The brains of the family, Alex, the second oldest, is an absolute whizz at maths. He worked it out that if you collected discarded lottery tickets from the bins near the newsagents, “you will for sure” definitely bound to find a winner. That didn’t work quite as well as he imagined, but he is excellent at solving problems. He then thought of his plan that bit further; he got to know a natural beauty who worked for the company that runs the lottery.

Alex’s new lady love, Julie, was blonde and wobbled in all the right places. I had never seen him with such a stunner. He has had his share of women, but never like Julie. They got along so well too. She lapped up his scheme and was willing to go along with it. She even had ideas that made it more workable.

They bought some of the latest tickets and even hunted down some old ones. At first, I didn’t understand why they wanted old ones until they explained people thought the tickets were out of date when they lasted six months. Alex and Julie told “out-of-date” ticket owners they were collecting our gran’s lucky numbers and wanted them to be cremated with her. As a kind of lucky send-off, people lapped it up. Odd, as she had died before any of us had been born. Anyway, people believed them, sold or gave them the tickets.

Then they worked hard, heads together in front of the living room’s lamp. I was desperate to see what they were up to. Finally, after a few nights, they proudly showed me the result of all their graft.

A battered old lottery ticket.

‘What is that supposed to be? A miniature Banksy work of art?’

‘That’s an idea!’ said my brother.

He was thinking ahead as usual.

Julie explained, ‘This is a winner from three months ago. But I know they have not claimed the winning number. So, we made our own. Good, isn’t it?’

The following day Alex couldn’t wait for nine o’clock when the claims office opened.

‘Aren’t you going to wait for Julie?’ I asked.

‘No, she doesn’t want to be involved as she works in the office. Besides, I borrowed five grand down the pub, which I gave to her last night, an early bonus for her. So when the cheque clears, we are going on holiday. Great, eh? I might even propose to her on some romantic beach. What do you think?’

‘She’s prettier and brighter than your normal girlfriends, that’s for sure,’ I said.

‘And your idea of faking a Banksy was brilliant. So we do that next.’

‘I was only joking.’

‘That’s why you are mum’s carer, always joking while I’m joining the jet-set.’

I couldn’t argue.

He made his call. He stated his name, his address and the winning number.

An hour later, there was a rap at the front door. They knocked me roughly aside. Four uniformed officers marched through our hall, plus a dour-looking Julie was with them.

‘Sorry guys, it’s my job to catch cheats.’

Mum said she wanted to be in court to hear the conniving bitch and how she set up her son. I didn’t have the heart to argue with her. My father said he would go too, but we all know he won’t. The other two had something on tv they didn’t want to miss.

The date of the trial arrived, mum, and I set off in good time.

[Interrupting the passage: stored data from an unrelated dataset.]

PR #1377, opened 2017-07-10
Add captcha to contact form

illusionOfParadise:


src/Controller/EnMarche/AdherentController.php
```diff
@@ -192,30 +193,34 @@ public function contactAction(Request $request, Adherent $adherent): Response
             throw new BadUuidRequestException($e);
         }
 
-        $message = new ContactMessage($this->getUser(), $adherent);
+        $message = ContactMessage::createWithCaptcha((string) $request->request->get('g-recaptcha-response'), $this->getUser(), $adherent);
 
         $form = $this->createForm(ContactMessageType::class, $message);
         $form->handleRequest($request);
```
tgalopin: Won't the recaptcha check be done in handleRequest? If so, the ConnectException will be thrown outside of the try/catch block.

PR #3771, opened 2019-06-19
Change cookies's bar style

enzozccr:
https://app.clubhouse.io/enmarche/story/8699/int%C3%A9gration-de-la-banni%C3%A8re-des-cookies

### DIFF
--- a/features/surveys.feature
+++ b/features/surveys.feature
@@ -18,8 +18,8 @@ Feature:
 
     # Create
     Given I am on "/espace-responsable-jecoute/questionnaire/creer"
-    Then I press "OK"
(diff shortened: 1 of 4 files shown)


features/surveys.feature
```diff
@@ -18,11 +18,12 @@ Feature:
 
     # Create
     Given I am on "/espace-responsable-jecoute/questionnaire/creer"
-    When I wait 10 seconds until I see "Retour à la liste des questionnaires locaux"
     Then I press "OK"
+    When I wait 10 seconds until I see "Retour à la liste des questionnaires locaux"
```
Remg: It should be "When" before "Then"

PR #3783, opened 2019-06-21
[ApplicationRequest] add gender field

ottaviano:
[ch8752]

### DIFF
--- a/src/DataFixtures/ORM/LoadApplicationRequestRunningMateRequestData.php
+++ b/src/DataFixtures/ORM/LoadApplicationRequestRunningMateRequestData.php
@@ -28,6 +28,7 @@ class LoadApplicationRequestRunningMateRequestData extends Fixture
             $municipal3->municipalChiefManagedArea()->getCodes()[1],
         ]);
         $runningMateRequest2->setEmailAddress('damien.schmidt@example.ch');
+        $runningMateRequest2->setAdherent($this->getReference('adherent-14'));
 
         $runningMateRequest3 = new RunningMateRequest();
         $runningMateRequest3->setFavoriteCities([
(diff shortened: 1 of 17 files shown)


src/DataFixtures/ORM/LoadApplicationRequestRunningMateRequestData.php
```diff
@@ -41,6 +42,7 @@ public function load(ObjectManager $manager)
             $municipal1->municipalChiefManagedArea()->getCodes()[2],
         ]);
         $runningMateRequest4->setEmailAddress('damien.schmidt@example.ch');
+        $runningMateRequest2->setAdherent($this->getReference('adherent-14'));
```
ktherage: Is that what you planed to do when using `runningMateRequest2` instead of `runningMateRequest4`?

templates/assessor_manager/_layout.html.twig
```diff
@@ -59,7 +59,7 @@
 
                 <ul class="assessor-manager__tabs">
                     {% for page in pages %}
-                        <li class="{{ app.request.attributes.get('_route') == page.route and filters.status == page.status ? 'active' : '' }}">
+                        <li class="{{ is_active_route(app.request, page.route) and filters.status == page.status ? 'active' }}">
```
ktherage: Just asking, the `: ''` is not a mandatory ?

src/DataFixtures/ORM/LoadApplicationRequestRunningMateRequestData.php
ottaviano: nope, fixed 👍 👀

templates/assessor_manager/_layout.html.twig
ottaviano: yes, it's optional, I discovered this yesterday 😄

PR #3785, opened 2019-06-21
[TIMELINE] Introduce Manifesto entity (& translatable)

Remg:


src/Entity/Timeline/Manifesto.php
```diff
@@ -0,0 +1,130 @@
...
+        return $this->id;
+    }
+
+    /**
+     * @Algolia\Attribute
+     */
+    public function titles(): array
+    {
+        /** @var ProfileTranslation $french */
+        if (!$french = $this->translate('fr')) {
```
nicoweb: maybe you can put this code in `__construct()` method and create properties `$french` and `$english` in order to no repeat it in `slugs()` method

Remg: made a generic method in the abstract class :+1:

src/Admin/TimelineProfileAdmin.php
```diff
@@ -53,8 +54,10 @@ protected function configureDatagridFilters(DatagridMapper $datagridMapper)
     protected function configureListFields(ListMapper $listMapper)
     {
         $listMapper
-            ->addIdentifier('title', null, [
+            ->addIdentifier('title', TextType::class, [
```
ottaviano: not need this change for ListAction

src/Entity/Timeline/Measure.php
```diff
@@ -312,22 +332,17 @@ public function profileIds(): array
     /**
      * @Algolia\Attribute
      */
-    public function titles(): array
+    public function manifestoId(): ?int
```
ottaviano: maybe `getManifestoId()` with `@Algolia\Attribute(algoliaName="...")` if you want change the attribute name?

src/Entity/Timeline/Theme.php
```diff
@@ -164,64 +164,45 @@ public function profileIds(): array
     /**
      * @Algolia\Attribute
      */
-    public function titles(): array
+    public function manifestoIds(): array
```
ottaviano: same for the method name

src/Entity/Timeline/Theme.php
```diff
@@ -164,64 +164,45 @@ public function profileIds(): array
...
-        /** @var ThemeTranslation $french */
-        if (!$french = $this->translate('fr')) {
-            return [];
-        }
+        $manifestos = new ArrayCollection();
 
-        /** @var ThemeTranslation $english */
-        if (!$english = $this->translate('en')) {
-            $english = $french;
+        foreach ($this->measures as $measure) {
```
ottaviano: what about: 
```php

return array_unique(
    array_map(
        function (Measure $m) { return $m->getManifesto()->getId();}, 
        $measures
    )
);
```

src/Admin/TimelineManifestoAdmin.php
```diff
@@ -0,0 +1,81 @@
...
+                'label' => 'Description',
+                'show_filter' => true,
+            ])
+        ;
+    }
+
+    protected function configureListFields(ListMapper $listMapper)
+    {
+        $listMapper
+            ->addIdentifier('title', TextType::class, [
```
ottaviano: `TextType` => `null`

src/Admin/TimelineManifestoAdmin.php
```diff
@@ -0,0 +1,81 @@
...
+                'label' => 'Titre',
+                'virtual_field' => true,
+                'template' => 'admin/timeline/theme/list_title.html.twig',
```
ottaviano: could you try to use `translate.title` as the path of property to display and avoid using the custom template?

Remg: doesnt work as it shows up the english translations

src/Entity/Timeline/Manifesto.php
```diff
@@ -0,0 +1,101 @@
...
+     * @Algolia\Attribute(algoliaName="descriptions")
+     */
+    public function getDescriptions(): array
+    {
+        return $this->getFieldTranslations('description');
+    }
+
+    public function exportTitles(): string
+    {
+        return join(', ', $this->getTitles());
```
ktherage: What about using `implode` directly as `join` is his alias (https://www.php.net/manual/en/function.join.php) ?

PR #3788, opened 2019-06-21
refactor subnav

nicoweb:


templates/components/_nav_desktop.html.twig
```diff
@@ -208,71 +208,47 @@
     </div>
 </nav>
 {% if is_granted('ROLE_SUPERVISOR') or is_granted('ROLE_HOST') or is_granted('ROLE_CITIZEN_PROJECT_ADMINISTRATOR') or is_granted('ROLE_REFERENT') or is_granted('ROLE_COREFERENT') or is_granted('ROLE_DEPUTY') or is_granted('ROLE_BOARD_MEMBER') or is_granted('ROLE_COORDINATOR') or is_granted('ROLE_PROCURATION_MANAGER') or is_granted('ROLE_LEGISLATIVE_CANDIDATE') or is_granted('ROLE_ASSESSOR_MANAGER') or is_granted('ROLE_MUNICIPAL_CHIEF') or is_granted('ROLE_JECOUTE_MANAGER') %}
```
Remg: Because of this line : 
https://github.com/EnMarche/en-marche.fr/pull/3788/files#diff-f79be8b0cbb80997908729868e744321R42

the button "Espace chef municipal" will only appear if :
- user is a municipal chief
- canary is enabled (globally or for this user)

so, if the user is ONLY a municipal chief, the subnav should only appear if canary is indeed enabled.

So in this line it should be : 
```
- or is_granted('ROLE_MUNICIPAL_CHIEF')
+ or (is_granted('ROLE_MUNICIPAL_CHIEF') and is_canary_enabled())
```

PR #3789, opened 2019-06-21
Adjust autocomplete style

enzozccr:


templates/javascript.js.twig
```diff
@@ -304,8 +307,11 @@ $(document).ready(function() {
             }
 
             return false;
+        },
+        open: function() {
+            $("ul.ui-menu").width($(this).innerWidth());
         }
-    });
+    }).autocomplete('widget').addClass('em-form__autocomplete');;
```
ottaviano: CS: double `;`

PR #3799, opened 2019-06-26
fix: disable administrator

nicoweb:


migrations/Version20190626102815.php
```diff
@@ -0,0 +1,22 @@
...
+
+use Doctrine\DBAL\Migrations\AbstractMigration;
+use Doctrine\DBAL\Schema\Schema;
+
+final class Version20190626102815 extends AbstractMigration
+{
+    public function up(Schema $schema): void
+    {
+        $this->addSql('ALTER TABLE administrators ADD activated TINYINT(1) DEFAULT NULL');
+        $this->addSql('UPDATE administrators SET activated = 1 WHERE activated IS NULL');
```
ottaviano: it can be without WHERE statement as it's a freshly added column ;)

src/Admin/AdministratorFactory.php
```diff
@@ -20,6 +20,9 @@ public function createFromArray(array $data): Administrator
         $admin->setEmailAddress($data['email']);
         $admin->setPassword($this->encodePassword($data['password']));
         $admin->setGoogleAuthenticatorSecret($data['secret'] ?? null);
+        if (isset($data['activated'])) {
```
ottaviano: as an alternative: 
```php
$admin->setActivated(!empty($data['activated']));
```

PR #3801, opened 2019-06-26
[ApplicationRequest] improve datagrid

ottaviano:
image

PR #3802, opened 2019-06-26
Wrapping tags into span

ktherage:


ottaviano:
could you close this PR, please? as discussed I do it [here](https://github.com/EnMarche/en-marche.fr/pull/3801/files#diff-aebab153b9580a34544eaa87136375dfR7)
```html
<td class="municipal-candidate-tags">
  <span>tag 1</span>
  <span>tag 2</span>
</td>
```

PR #3803, opened 2019-06-26
[AL Journey] Add "Tous politiques!" section

enzozccr:


src/Entity/Formation/File.php
```diff
@@ -0,0 +1,56 @@
...
+
+    /**
+     * @var Module
+     *
+     * @ORM\ManyToOne(targetEntity="Module", inversedBy="files")
+     * @ORM\OrderBy({"id": "ASC"})
+     */
+    private $module;
+
+    public function getPrefixPath(): string
```
ktherage: Is that necessary somewhere? IMO, this can be remove in favor of a constant call.

PR #3807, opened 2019-06-27
Update committee section

nicoweb:


templates/committee_manager/edit.html.twig
```diff
@@ -14,6 +14,16 @@
 {% block committee_content %}
     <main>
         <section class="l__wrapper--slim">
+            {% if committee.isPending %}
```
ottaviano: `if not approved` will be more correct as a committee can be in `pending` or in `pre-pending` status.

src/Controller/EnMarche/CommitteeController.php
```diff
@@ -28,14 +28,20 @@ class CommitteeController extends Controller
...
     {
         if ($this->isGranted('IS_ANONYMOUS')
             && $authenticate = $this->get(AnonymousFollowerSession::class)->start($request)
         ) {
             return $authenticate;
         }
 
+        if ($committee->isPending()) {
+            return $this->redirectToRoute('app_committee_manager_edit', [
+                'slug' => $slug,
```
ottaviano: or just `'slug' => $committee->getSlug()`?

PR #3813, opened 2019-06-28
Increase readability in PHPUnit classes

nicoweb:


thomasbisignani:
NOTE : 

The return type `: void` for `setUp` and `tearDown` are useless, the signatures don't have return types.

nicoweb:
The return type for `setUp` and `tearDown` is for compatibility with phpUnit 8

ottaviano:
already done (10 years later xD), but thank you @nicoweb

PR #3815, opened 2019-07-01
[ADH Space] Hotfixes

enzozccr:


front/style/manager-space/_tables.scss
```diff
@@ -292,3 +292,17 @@
         }
     }
 }
+
+td.municipal-candidate-tags {
```
ottaviano: `tbody tr td.municipal-candidate-tags span` will not be enough as the selector for avoiding add a new class to each span?

enzozccr: hmm, yes it might be enough !

enzozccr: up, https://github.com/EnMarche/en-marche.fr/pull/3815/commits/9f771eb1e58a98169fd4479fd100b6fa1c872fc6

ottaviano: nice, thanks! already approved ;)

PR #3831, opened 2019-07-04
[ADMIN] keep track of exports

Remg:


src/EventListener/AdministratorExportHistoryListener.php
```diff
@@ -0,0 +1,51 @@
...
+        $administrator = $this->security->getUser();
+
+        if (!$administrator instanceof Administrator) {
+            return;
+        }
+
+        $request = $event->getRequest();
+        $routeName = $request->get('_route');
+
+        if (!preg_match('/^admin_(.)+_export$/', $routeName)) {
```
ottaviano: what about checking 200 response status code too?

Remg: why ?
i want to know if someone tried to export things.
i dont care if it succeeded or not?

Remg: yes.
the reporting is about the export requests. not the export responses

PR #3896, opened 2019-07-25
Refactor storage adapters

Remg:
1. cleans the local structure:
Screenshot from 2019-07-25 05-46-22

it is now clear this directory is holding the local storage, and this local storage is no more poluted by other internal files.

[ch9358]


thomasbisignani:
:1st_place_medal:

PR #3930, opened 2019-08-27
[Jecoute] Admin : Added surveys tags

thomasbisignani:


src/Admin/JecouteLocalSurveyAdmin.php
```diff
@@ -127,7 +134,7 @@ protected function configureListFields(ListMapper $listMapper)
             ->add('getQuestionsCount', null, [
                 'label' => 'Nombre de questions',
             ])
-            ->add('author.referentTags', null, [
+            ->add('getTagsAsString', null, [
```
ottaviano: could you try to use `array` type without `getTagsAsString`, ex: 
```
add('tags', 'array')
```

thomasbisignani: Nice idea :+1:

PR #3937, opened 2019-08-29
[Donation] Added donators synchronization command

thomasbisignani:


src/Command/DonatorSyncronizeCommand.php
```diff
@@ -0,0 +1,153 @@
...
+                if (!$donator) {
+                    $donator = $this->createDonatorByDonation($donation);
+
+                    $this->manager->persist($donator);
+                }
+            }
+
+            $donator->addDonation($donation);
+
+            if (!\in_array($donation->getStatus(), [Donation::STATUS_REFUNDED, Donation::STATUS_WAITING_CONFIRMATION])) {
```
ottaviano: I think we need to check that:
```
&& $donator->getLastDonationAt() < $donation->getCreatedAt()
```

src/Command/DonatorSyncronizeCommand.php
```diff
@@ -0,0 +1,153 @@
...
+                $donator->setLastDonationAt($donation->getCreatedAt());
+            }
+
+            $cacheDonators[$cacheKey] = $donator;
```
ottaviano: we can move this in the `else` block lines: 67-77, wdyt?

src/Command/DonatorSyncronizeCommand.php
```diff
@@ -0,0 +1,153 @@
...
+            ->setName('app:donator:synchronize')
+            ->setDescription('Synchronize donators with the donations.')
+        ;
+    }
+
+    protected function execute(InputInterface $input, OutputInterface $output)
+    {
+        $output->writeln(['', 'Starting synchronization.']);
+
+        $progressBar = new ProgressBar($output, $this->getCount());
```
ottaviano: why do not use SymfonyStyle for that and for writeln?

src/Entity/Donator.php
```diff
@@ -13,6 +13,7 @@
  *     name="donators",
  *     uniqueConstraints={
  *         @ORM\UniqueConstraint(name="donator_identifier_unique", columns="identifier"),
+ *     *   @ORM\UniqueConstraint(name="donator_unique_matching", columns={"last_name", "first_name", "email_address"}),
```
ottaviano: you should respect the order that it'll be used: 
for ex, you have these conditions: 
```
->andWhere('donator.emailAddress = :emailAddress')
->andWhere('donator.firstName = :firstName')
->andWhere('donator.lastName = :lastName')
```

your index should be in this order: `emailAddress, firstName, lastName`

PR #3954, opened 2019-09-04
[ChezVous] Introduce MeasureType entity

Remg:


src/Repository/Projection/ReferentManagedUserRepository.php
```diff
@@ -43,7 +42,7 @@ public function search(
         ));
     }
 
-    public function createDispatcherIterator(Adherent $referent, ManagedUsersFilter $filter = null): IterableResult
+    public function createDispatcherIterator(Adherent $referent, ManagedUsersFilter $filter = null): ²
```
ottaviano: :D

Remg: ?
problem ?!

PR #3968, opened 2019-09-18
Import donations command

Remg:


src/Entity/Donation.php
```diff
@@ -55,7 +55,7 @@ class Donation implements GeoPointInterface
     private $gender;
 
     /**
-     * @ORM\Column
+     * @ORM\Column(nullable=true)
```
ottaviano: need to change typehint of return type: 
```php
function getEmailAddress(): ?string
```

migrations/Version20190919134908.php
```diff
@@ -0,0 +1,27 @@
...
+        $this->addSql('ALTER TABLE donators DROP INDEX donator_unique_matching, ADD INDEX IDX_A902FDD7B08E074EA9D1C132C808BA5A (email_address, first_name, last_name)');
+        $this->addSql('ALTER TABLE donators CHANGE email_address email_address VARCHAR(255) DEFAULT NULL');
+        $this->addSql('ALTER TABLE donations ADD type VARCHAR(255) DEFAULT NULL, CHANGE email_address email_address VARCHAR(255) DEFAULT NULL');
+        $this->addSQL('UPDATE donations SET type = \'cb\'');
+        $this->addSql('ALTER TABLE donations CHANGE type type VARCHAR(255) NOT NULL');
+    }
+
+    public function down(Schema $schema): void
+    {
+        $this->addSql('ALTER TABLE donation_transactions ADD type VARCHAR(255) NOT NULL COLLATE utf8_unicode_ci');
```
ottaviano: `ADD type VARCHAR(255) NOT NULL DEFAULT 'cb' `?

src/Entity/Transaction.php
```diff
@@ -99,22 +88,24 @@ class Transaction
      */
     private $donation;
 
-    public function __construct(Donation $donation, array $payboxPayload)
+    public function __construct(Donation $donation, ?array $payboxPayload, ?\DateTimeInterface $donatedAt = null)
```
ottaviano: can we avoid changing the construct of Transaction if you don't use anymore Transaction for Transfer/Check payment?

migrations/Version20190919134908.php
Remg: i dont want a "default" value in the end.

PR #4155, opened 2020-01-06
[SOCLE] Wording fixes & city as a choice

Remg:


front/components/ProgrammaticFoundation/ProgrammaticFoundation.js
```diff
@@ -148,7 +148,25 @@ export default class ProgrammaticFoundation extends React.Component {
                     });
                 });
             });
-        })).sort((a, b) => a.localeCompare(b));
+        })).sort((a, b) => a.localeCompare(b)).sort(function(a,b) {
+            var important_results = {
```
ottaviano: CS: could you use camelCase syntax?

PR #4164, opened 2020-01-10
Improvements on donation backend

Remg:
Screenshot from 2020-01-13 10-50-53

To execute AFTER deploying this PR:
```SQL
UPDATE donations AS donation
SET donation.last_success_date = IF(
	donation.type = 'cb',
	(
		SELECT MAX(transaction.paybox_date_time)
		FROM donation_transactions transaction
		WHERE transaction.donation_id = donation.id
		AND transaction.paybox_result_code = '00000'
	),
	donation.donated_at
)
;
```


ottaviano:
💅

migrations/Version20200114210855.php
```diff
@@ -0,0 +1,21 @@
+<?php
+
+namespace Migrations;
+
+use Doctrine\DBAL\Migrations\AbstractMigration;
+use Doctrine\DBAL\Schema\Schema;
+
+final class Version20200114210855 extends AbstractMigration
```
ottaviano: could we merge this migration into the first one?

PR #4208, opened 2020-01-27
Refactor & fix procurations

Remg:


src/Entity/ProcurationProxy.php
```diff
@@ -737,63 +744,47 @@ public function isFrenchRequestAvailable(): bool
...
     {
         return $this->foreignRequestAvailable;
     }
 
-    private function setForeignRequestAvailable(bool $foreignRequestAvailable): void
+    public function process(ProcurationRequest $request): void
     {
-        $this->foreignRequestAvailable = $foreignRequestAvailable;
+        $this->addFoundRequest($request);
+
```
tony-tran: Useless whitespace

Remg: `useless` is a big word :p

i put a whitespace here for readability. 2 separate steps are done in this method.

Remg: but well. ok. you're right, as always Ô @tony-tran

PR #4212, opened 2020-01-29
Use another class for the email issue banner

Remg:


JeremieSamson:
Sorry but what is a `banenr` ?

Remg:
@JeremieSamson it's most likely a banner but without big fingers.

PR #4221, opened 2020-02-04
Move nationality to donators, add donations beneficiary

Remg:


src/Admin/DonationAdmin.php
```diff
@@ -363,6 +386,7 @@ public function getExportFields()
             'ID' => 'id',
             'Montant' => 'amountInEuros',
             'Code don' => 'code',
+            'Bénéficiarie' => 'beneficiary',
```
tony-tran: Bénéficiaire

PR #6853, opened 2022-02-02
[LPN-120] add surveys to correspondent scope

elvino29:


src/Scope/ScopeEnum.php
```diff
@@ -39,6 +39,11 @@ class ScopeEnum extends Enum
         self::PHONING_NATIONAL_MANAGER,
     ];
 
+    public const LOCAL_SCOPES = [
```
illusionOfParadise, line 42: The name is confusing, because there are another local scopes not present in the constant.
What about `SURVEY_SCOPES`? It corresponds better to its use.

src/Api/Filter/JeMengageSurveyScopeFilter.php
```diff
@@ -49,6 +49,18 @@ protected function applyFilter(
                     ->setParameter('zones', $this->zoneRepository->findForJecouteByReferentTags($user->getManagedArea()->getTags()->toArray()))
                 ;
                 break;
+            case ScopeEnum::CORRESPONDENT:
+                $queryBuilder
+                    ->leftJoin(LocalSurvey::class, 'ls', Join::WITH, sprintf('ls.id = %s.id', $alias))
+                    ->orWhere((new Orx())
+                        ->add(sprintf('%s INSTANCE OF :national', $alias))
+                        ->add(sprintf('%s INSTANCE OF :local AND ls.zone = :zone', $alias))
```
illusionOfParadise, line 57: A correspondent managing Paris (as department) could not see surveys, because they are linked to a borough.
Should we check also children zones of managed zone?

src/Scope/ScopeEnum.php
elvino29: It is not just for the surveys that I added this constant. But yes, i can rename it to LOCAL_SURVEY_SCOPES if you want, but I think we'll need it very soon

illusionOfParadise: Not sure. We have `NATIONAL_SCOPES` and at the moment the scope that is not national is local. And any check for local/national scope can be done with.

ottaviano (approved):

PR #6854, opened 2022-02-02
[API][MyTeam] Take into account delegated access in spaces (AdherentMessages, News, Events, Teams, Phoning, PAP, Surveys)

illusionOfParadise:


src/Scope/FeatureEnum.php
```diff
@@ -45,25 +45,28 @@ class FeatureEnum extends Enum
         DelegatedAccess::ACCESS_EVENTS => self::EVENTS,
         DelegatedAccess::ACCESS_JECOUTE => self::MOBILE_APP,
         DelegatedAccess::ACCESS_DASHBOARD => self::DASHBOARD,
+        DelegatedAccess::ACCESS_MOBILE_APP => self::MOBILE_APP,
         DelegatedAccess::ACCESS_NEWS => self::NEWS,
         DelegatedAccess::ACCESS_ELECTIONS => self::ELECTIONS,
-        DelegatedAccess::ACCESS_RIPOSTES => self::RIPOSTES,
-        DelegatedAccess::ACCESS_PHONING => self::PHONING,
```
ottaviano, line 51: Should we remove these features from DB too?

src/Validator/Scope/ScopeVisibilityValidator.php
```diff
@@ -77,7 +77,9 @@ public function validate($value, Constraint $constraint): void
             return;
         }
 
-        if (!$this->managedZoneProvider->isManagerOfZone($this->getAdherent(), $scopeGenerator->getCode(), $value->getZone())) {
+        if (!$this->managedZoneProvider->zoneBelongsToSome($value->getZone(), array_map(
```
ottaviano, line 80: What about creating `zoneBelongsToSomeZomes($value->getZone(), $scope->getZones())`
and doing `array_map` on $zones inside? We will avoid duplication of `static function (Zone $zone) { return $zone->getId(); }, $scope->getZones())`

ottaviano (approved):

PR #6895, opened 2022-02-10
[API][PAP] Add a filter and order to CampaignHistory list + fix national campaign KPI for a local role

illusionOfParadise:


src/Entity/Pap/CampaignHistory.php
```diff
@@ -67,9 +68,11 @@
  *
  * @ApiFilter(SearchFilter::class, properties={
  *     "status": "exact",
+ *     "campaign.uuid": "exact"
  * })
  * @ApiFilter(AdherentIdentityFilter::class, properties={"questioner"})
  * @ApiFilter(DateFilter::class, properties={"createdAt", "beginAt"})
+ * @ApiFilter(OrderFilter::class, properties={"createdAt"})
```
elvino29, line 75: Why not already return a list sorted by creation date. That way there's no need to inject a filter.

illusionOfParadise: The order filter allow to change the order in the front, not only to set the order.

elvino29: ok

ottaviano (approved):

PR #6903, opened 2022-02-11
[Procuration] Update proxy form

ottaviano:


src/Entity/ProcurationProxy.php
```diff
@@ -77,9 +79,17 @@ class ProcurationProxy
     /**
      * @var string|null
      *
-     * @ORM\Column(length=6)
+     * @ORM\Column(nullable=true)
+     *
+     * @Assert\Length(max=255, groups={"front"})
+     */
+    private $voterNumber;
```
elvino29, line 86:
```suggestion
    private ?string $voterNumber = null;
```

same for the others

elvino29 (approved):

PR #6955, opened 2022-02-22
Store & compute last login group

Remg:


src/OAuth/AuthorizationServerFactory.php
```diff
@@ -50,6 +53,7 @@ public function __construct(
         $this->deviceRepository = $deviceRepository;
         $this->clientRepository = $clientRepository;
         $this->scopeRepository = $scopeRepository;
+        $this->entityManager = $entityManager;
```
ottaviano, line 56: seems to be unused

ottaviano (approved):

‘Hi Alex,’ mum shouted and waved. A severe man told her to be quiet, ‘The judge is in court.’

As soon as the trial started, so did my mum’s coughing. Finally, after a full minute, the judge spoke, ‘If you can’t control your hacking, please step outside.’

I ushered mum out. Her coughing fit got worse. Somebody fetched medical help, and they pushed me out of the way. Half a minute later, they were shaking their heads and muttering condolences to me. The ambulance arrived and took mum and me to the hospital.

Maybe now was the time to finish that degree? Everything will be fine.